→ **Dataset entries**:
PR #696, opened 2022-02-01
New section on "virtual things", clarifying terminology

### LINKED ISSUE #682: clarify virtual thing
Arch call on 27.1.:
A virtual thing can be a room or a basic simulation.

Need to clarify terminology, the current terminology definition does not cover several use cases.

Seek alignment with publicly known definitions
https://en.wikipedia.org/wiki/Virtual_device Virtual device
https://en.wikipedia.org/wiki/Digital_twin Digital twin

mlagally:
fixes #682

***
<a href="https://pr-preview.s3.amazonaws.com/w3c/wot-architecture/pull/696.html" title="Last updated on Feb 1, 2022, 3:16 PM UTC (df70bbb)">Preview</a> | <a href="https://pr-preview.s3.amazonaws.com/w3c/wot-architecture/696/7368123...df70bbb.html" title="Last updated on Feb 1, 2022, 3:16 PM UTC (df70bbb)">Diff</a>

### DIFF
--- a/index.html
+++ b/index.html
@@ -669,8 +669,7 @@
       </dt>
       <dd>An abstraction of a physical or a virtual entity
         whose metadata and interfaces are described by a WoT
-        Thing Description, whereas a virtual entity is the
-        composition of one or more Things.</dd>
+        Thing Description.</dd>
       <dt>
         <dfn data-lt="WoT Thing Description Directory">Thing Description Directory</dfn> 
       </dt>
@@ -714,8 +713,11 @@
       <dt>
         <dfn>Virtual Thing</dfn>
       </dt>
-      <dd>An instance of a Thing that represents a Thing that is located
-        on another system component.</dd>
+      <dd>A virtual entity that represents a thing that conforms to a TD 
+          but does not have a direct physical representant. It may be a software simulation,
+	      a composition of one or more Things which may be located on different system components, 
+	      or an abstract entity, such as a named location or a geofence.	    
+	  </dd>
       <dt>
         <dfn>Vocabulary</dfn>
       </dt>
@@ -1420,16 +1422,20 @@
     </section>
 
     <section id="virtual-thing">
-      <h3>Virtual Things</h3>    
-      <section class="ednote" title="TODO">
-      <h3>TODO</h3>
-      Create a description and a diagram for a <a>virtual thing</a> scenario,
-      as described in the use case for 
-      <a href="https://w3c.github.io/wot-usecases/#USE-CASES/Retail-virtual-thing">Virtual Thing</a>
+      <h3>Virtual Things</h3>   
+	<p>
+	 A virtual thing is an abstraction of a physical entity that does not have a direct physical counterpart.
+	 It can be used to describe abstract interfaces with a TD that are decoupled from individual devices. 
+	 The purpose is to decouple a functional interface that defines the behavior
+	 from the specific implementations of devices among several manufacturers.
+	 The interface remains stable and is independent from the actual implementation of things behind that interface.
+	</p> 
+	<p>
+	  The virtual thing guarantees that 
+	 devices can be replaced without affecting the implementation of the consumer, 
+	 who can continue using the device as he did before.
+	</p>    
       </section>
-    </section>
-
-
     <section>
       <h3>Cross-domain Collaboration</h3>
       <p>


index.html
```diff
@@ -1420,16 +1422,20 @@ <h3>Multi-Cloud</h3>
...
-      <h3>Virtual Things</h3>    
-      <section class="ednote" title="TODO">
-      <h3>TODO</h3>
-      Create a description and a diagram for a <a>virtual thing</a> scenario,
-      as described in the use case for 
-      <a href="https://w3c.github.io/wot-usecases/#USE-CASES/Retail-virtual-thing">Virtual Thing</a>
+      <h3>Virtual Things</h3>   
+	<p>
+	 A virtual thing is an abstraction of a physical entity that does not have a direct physical counterpart.
+	 It can be used to describe abstract interfaces with a TD that are decoupled from individual devices.
```
egekorkan, line 1428: Until this line I was OK but then after this line, it sounds too much like TM. It is also a bit wrong to mix the two.

index.html
```diff
@@ -1420,16 +1422,20 @@ <h3>Multi-Cloud</h3>
...
-      <section class="ednote" title="TODO">
-      <h3>TODO</h3>
-      Create a description and a diagram for a <a>virtual thing</a> scenario,
-      as described in the use case for 
-      <a href="https://w3c.github.io/wot-usecases/#USE-CASES/Retail-virtual-thing">Virtual Thing</a>
+      <h3>Virtual Things</h3>   
+	<p>
+	 A virtual thing is an abstraction of a physical entity that does not have a direct physical counterpart.
+	 It can be used to describe abstract interfaces with a TD that are decoupled from individual devices. 
+	 The purpose is to decouple a functional interface that defines the behavior
```
egekorkan, line 1429: interface is not defined and can be interpreted differently by different people

index.html
```diff
@@ -1420,16 +1422,20 @@ <h3>Multi-Cloud</h3>
...
+	 from the specific implementations of devices among several manufacturers.
+	 The interface remains stable and is independent from the actual implementation of things behind that interface.
+	</p> 
+	<p>
+	  The virtual thing guarantees that 
+	 devices can be replaced without affecting the implementation of the consumer, 
+	 who can continue using the device as he did before.
```
egekorkan, line 1436: A better wording around the gender is needed

index.html
```diff
@@ -1420,16 +1422,20 @@ <h3>Multi-Cloud</h3>
...
+      <h3>Virtual Things</h3>   
+	<p>
+	 A virtual thing is an abstraction of a physical entity that does not have a direct physical counterpart.
+	 It can be used to describe abstract interfaces with a TD that are decoupled from individual devices. 
+	 The purpose is to decouple a functional interface that defines the behavior
+	 from the specific implementations of devices among several manufacturers.
+	 The interface remains stable and is independent from the actual implementation of things behind that interface.
+	</p> 
+	<p>
+	  The virtual thing guarantees that
```
egekorkan, line 1434: Who gives this guarantee? It sounds a little too "serious" for a document/chapter that is this "loose".

egekorkan (changes requested):

index.html
mlagally: @egekorkan 
Please be more specific about your concerns. Please review the virtual thing use case in the use case document.

index.html
mlagally: I don't understand your concern. Please propose text.

index.html
mlagally: Please elaborate what you mean with "too serious"

index.html
```diff
@@ -1420,16 +1422,20 @@ <h3>Multi-Cloud</h3>
...
     <section id="virtual-thing">
-      <h3>Virtual Things</h3>    
-      <section class="ednote" title="TODO">
-      <h3>TODO</h3>
-      Create a description and a diagram for a <a>virtual thing</a> scenario,
-      as described in the use case for 
-      <a href="https://w3c.github.io/wot-usecases/#USE-CASES/Retail-virtual-thing">Virtual Thing</a>
+      <h3>Virtual Things</h3>   
+	<p>
+	 A virtual thing is an abstraction of a physical entity that does not have a direct physical counterpart.
```
mmccool, line 1427: could just say "a virtual thing is an abstraction that does not have a direct physical counterpart".  I had to scratch my head over the "abstraction of a physical entity that does not have a direct physical counterpart".  So does it have a physical referent, or not?  I think you're trying to say it does not, so...

index.html
mmccool: I agree, "abstract interfaces" sounds too much like what a TM is trying to do.  It may be explained elsewhere, but that does not mean this statement isn't confusing.  If you remove the word "abstract" it might be ok.  For example, it could be a software-only service or simulation, which has an interface but is not a device.  To me "abstract" means "without an instantiation" which describes a Thing Model, not a running simulation or service (which is instantiated.  It is virtual, but not abstract).

index.html
mmccool: I think the issue here is that the spec is making a guarantee but is not in a position to enforce it.  We could say that *one* use case is to provide a stable interface as a wrapper to another service that may be subject to change.  It's an application of virtual things, not its sole purpose or something we can guarantee.  I could also have a virtual thing that is a software service that is changing all the time.  It may not be a good idea, but I might want to do it for various reasons.

index.html
egekorkan: > @egekorkan Please be more specific about your concerns. Please review the virtual thing use case in the use case document.

I had a look and the main issue seems to be the use cases document. Should I open an issue there?

index.html
mmccool: We should avoid "he" since it projects a gender on the user for no good reason.  Just replace with "they", which works fine here.  I need to look at the context, but if "consumer" is the Consuming Thing, then "it" may also be appropriate.

egekorkan: replacing he with a gender-neutral pronoun/subject is needed or the subject should be removed. proposal:

`who can continue using the device as before.`

mmccool: Actually, if you mean the *person* using the thing, using the word "user" would avoid confusion with Consumer.  If you mean Consumer, capitalize and use "it".

index.html
egekorkan: Well this section is non normative so we should not talk about any guarantees

egekorkan:
I think the main issue is that this PR contains the text of the use cases document for a use case that is submitted by Connexxus. The wording in the use cases document is confusing (mixing virtual things, TMs and composite Things/TD) into a single definition without realizing. We do not have to copy paste from use cases and instead write it in a way that fits the other concepts we have in the WoT

mlagally:
Arch call on 10.3.:
Since we had a later update on terminology, closing this MR without merging.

→ **WHAT YOU HAVE TO DO**: How many lines in the entries include the string "wiki"? Answer with the number alone.

→ **ANSWER TO THE PROBLEM**: 2